Bingo on the sputnik weight,,,just spread the prongs out wide for extra hold....one tip,with sputnik ,,when checking bait or pulling in, leave the butt of the rod in the sand spike and reel in from there..it will save your back,,,they can be a real pain to pull in.


----------



## Freddrum (May 19, 2000)

*There's something to be said about letting yer bait roll*

Never used sputniks and never will. Your bait will be covered up with sand in minutes with that surf. Better to cast as far as you can and walk downcurrent with your bait and the current and keep it in FRONT of you keeping your line fairly tight. I.E. No bowed out line so you can feel the pickup. 10-12 oz should do it. JMHO and good luck


----------



## Jesse Lockowitz (Feb 13, 2006)

barty b said:


> You know you'd hit it fatboy! you aint that puzz are ya


fatboy! like callin the kettle black you short pudgy sumbatch!

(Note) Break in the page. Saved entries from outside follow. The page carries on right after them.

Issue #1098, opened 2016-02-11
IMap / ISet should allow lazy folding


dansanduleac:
Currently we have these constructs that drive traversal of an `IMap`:

```scala
def foldlWithKey[C](z: C)(f:  (C, A, B) => C): C
def foldrWithKey[C](z: C)(f: (A, B, C) => C): C
```

Such that any and all traversals of an `IMap` require converting the structure into a `List` or some other `O(n)` strict memory structure (I'm including `Stream` in here as well, since the entire structure of the stream still has to be created).

This is exemplified by some of the provided instances as well: `Show` and `Order` both require converting the entire structure into a `List` before doing anything else. This is clearly sub-optimal. 

__But__ with a simple change, it should be possible to fold lazily in either direction, and with that in place, replace any `toAscList` intermediate operations with something like `toEphemeralStream`. That change is:

```scala
// (exact same implementations, but I've made `z`, as well as the `C` parameter to `f`, lazy)
def foldlWithKey[C](z: => C)(f:  (=> C, A, B) => C): C
def foldrWithKey[C](z: => C)(f: (A, B, => C) => C): C
```

I've added these to a pimp, called them `foldrWithKey0` and equivalent, and ran some benchmarks:

```scala
import FixedIMap._

val testMap = IMap.fromList(1 to 1024 map (i => i -> i) toList)

  def count[T](act: (=> Unit) => T): T = {
    var called = 0
    val out = act(called+=1)
    println(called)
    out
  }

  // Default implementation prints 1024 :(
  count { act => testMap.foldrWithKey(EphemeralStream[(Int, Int)]()) ((a, b, c) => { act; (a -> b) ##:: c }) }
  // Our implementation prints 1 if we don't access any of the elements.
  val stm = count { act => testMap.foldrWithKey0(EphemeralStream[(Int, Int)]()) ((a, b, c) => { act; (a -> b) ##:: c }) }
  // Prints 501 -- we're only evaluating f for as long as we need to.
  count { act =>
    val foo = testMap.foldrWithKey0(EphemeralStream[(Int, Int)]()) ((a, b, c) => { act; (a -> b) ##:: c })
    require(foo.take(500).length == 500)
  }
```

Exactly the same can be done with an `ISet`.

PR #1099, opened 2016-02-12
Fix IMap/ISet to support lazy folding, and optimise intermediary operations

dansanduleac:
This addresses #1098.

By adding variants of the `foldLeft`/`foldRight` methods which are lazy, it's now possible to fold over these structures efficiently, without allocating an additional `O(n)`.

* A lot of intermediate operations, as well as typeclasses, were using `toList` and `fromList` behind the scenes, and such uses have been replaced with `toAscEphemeralStream` and `fromEphemeralStream`. 
* Similar to the above, for both `IMap` and `ISet`, hashCode now calls `MurmurHash3.orderedHash` on an iterator that traverses the stream, rather than `.toList.hashCode`.
* `Foldable` / `BiFoldable` instances now use the lazy variant of `foldRight` in each case, making all such operations efficient as well.

Necessary changes to `EphemeralStream`:
* Implement `Equal`, `Order` and `Show`, plus tests
* Add `zipLongest` method (plus tests), which is used in the implementation of `Equal` and `Order`.

_Bonus_: Fix `Foldable.foldMap` implementation for `EphemeralStream` to use `foldLeft` rather than `foldRight`, since the latter can easily blow the stack, for example if you do:
```scala
EphemeralStream.range(0, 1000000).foldMap(ISet.singleton)
```

### DIFF
--- a/core/src/main/scala/scalaz/EphemeralStream.scala
+++ b/core/src/main/scala/scalaz/EphemeralStream.scala
@@ -2,6 +2,8 @@ package scalaz
 
 import java.lang.ref.WeakReference
 
+import scala.annotation.tailrec
+
 /** Like [[scala.collection.immutable.Stream]], but doesn't save
   * computed values.  As such, it can be used to represent similar
   * things, but without the space leak problem frequently encountered
@@ -102,6 +104,14 @@ sealed abstract class EphemeralStream[A] {
       emptyEphemeralStream
     else
       cons((head(), b.head()), tail() zip b.tail())
+
+  def zipLongest[B](b: => EphemeralStream[B]): EphemeralStream[A \&/ B] =
+    if (isEmpty)
+      b.map(\&/.That(_))
+    else if (b.isEmpty)
+      map(\&/.This(_))
+    else
+      cons(\&/.Both(head(), b.head()), tail() zipLongest b.tail())
 
   def unzip[X, Y](implicit ev: A <:< (X, Y)): (EphemeralStream[X], EphemeralStream[Y]) =
     foldRight((emptyEphemeralStream[X], emptyEphemeralStream[Y]))(q => r =>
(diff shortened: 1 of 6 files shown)


xuwei-k:
please send to `series/7.3.x` branch

dansanduleac:
Thanks for your quick reply. 
May I ask, why is it not possible to merge in 7.1.x? It's not breaking binary compatibility as far as I can tell.
(I'm asking because I mostly use 7.1 because of scalaz-stream's current dependency on it, and would like to be use the changes in 7.1)

xuwei-k:
Here is `sbt mimaReportBinaryIssues` result

```
[error]  * method fromEphemeralStreamWithKey(scalaz.EphemeralStream,scala.Function3,scalaz.Order)scalaz.==>> in trait scalaz.MapFunctions does not have a correspondent in old version
[error]    filter with: ProblemFilters.exclude[MissingMethodProblem]("scalaz.MapFunctions.fromEphemeralStreamWithKey")
[error]  * method fromEphemeralStreamWith(scalaz.EphemeralStream,scala.Function2,scalaz.Order)scalaz.==>> in trait scalaz.MapFunctions does not have a correspondent in old version
[error]    filter with: ProblemFilters.exclude[MissingMethodProblem]("scalaz.MapFunctions.fromEphemeralStreamWith")
[error]  * method fromEphemeralStream(scalaz.EphemeralStream,scalaz.Order)scalaz.==>> in trait scalaz.MapFunctions does not have a correspondent in old version
[error]    filter with: ProblemFilters.exclude[MissingMethodProblem]("scalaz.MapFunctions.fromEphemeralStream")
[error]  * method fromEphemeralStream(scalaz.EphemeralStream,scalaz.Order)scalaz.ISet in trait scalaz.ISetFunctions does not have a correspondent in old version
[error]    filter with: ProblemFilters.exclude[MissingMethodProblem]("scalaz.ISetFunctions.fromEphemeralStream")
```


Furthermore, `MurmurHash3` does not exists in Scala 2.9

https://travis-ci.org/scalaz/scalaz/jobs/108780527#L454

```
[error] /home/travis/build/scalaz/scalaz/core/src/main/scala/scalaz/ISet.scala:572: object hashing is not a member of package util
[error]     scala.util.hashing.MurmurHash3.orderedHash(EphemeralStream.toIterable(stm).iterator)
[error]                ^
[warn] /home/travis/build/scalaz/scalaz/core/src/main/scala/scalaz/Map.scala:872: non variable type-argument A in type pattern scalaz.==>>[A,B] is unchecked since it is eliminated by erasure
[warn]       case that: ==>>[A, B] =>
[warn]                  ^
[error] /home/travis/build/scalaz/scalaz/core/src/main/scala/scalaz/Map.scala:880: object hashing is not a member of package util
[error]     scala.util.hashing.MurmurHash3.orderedHash(EphemeralStream.toIterable(stm).iterator)
[error]                ^
```

dansanduleac:
Thanks for the info! I admit I didn't consider the `MirmurHash3` thing as I forgot this is being compiled for 2.9 as well.

Are the mima errors a problem in this case though? Surely, within a minor version, new functions have been introduced in patch versions before, so long as the semantics or signature of existing functions don't change.

xuwei-k:
> so long as the semantics or signature of existing functions don't change.

Yes, but mima is right. see https://github.com/scalaz/scalaz/pull/1043 and https://github.com/xuwei-k/binary-incompatibility-sample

lucky i dont drive down to FL and slap you around a little bit...


figure since u never fish anymore. lemme know when ur selling the rest of your gear 


shoulda came up and fished this past weekend u loser...saw over 30 fish over 40"....i released a 45.5....

some people never learn...




to stop being alcoholics 



Jesse


----------



## striperswiper (Nov 30, 2004)

looks like drum weather to me :fishing:


----------



## FishinAddiction (May 9, 2006)

wouldnt catch me out there


----------



## baitslingin (Jul 31, 2005)

FishnAddiction said:


> wouldnt catch me out there


yeah.... cuz he cant find pinecones big enough


----------



## surffshr (Dec 8, 2003)

*Too Rough*

1) sand lifts so as to take paint off truck.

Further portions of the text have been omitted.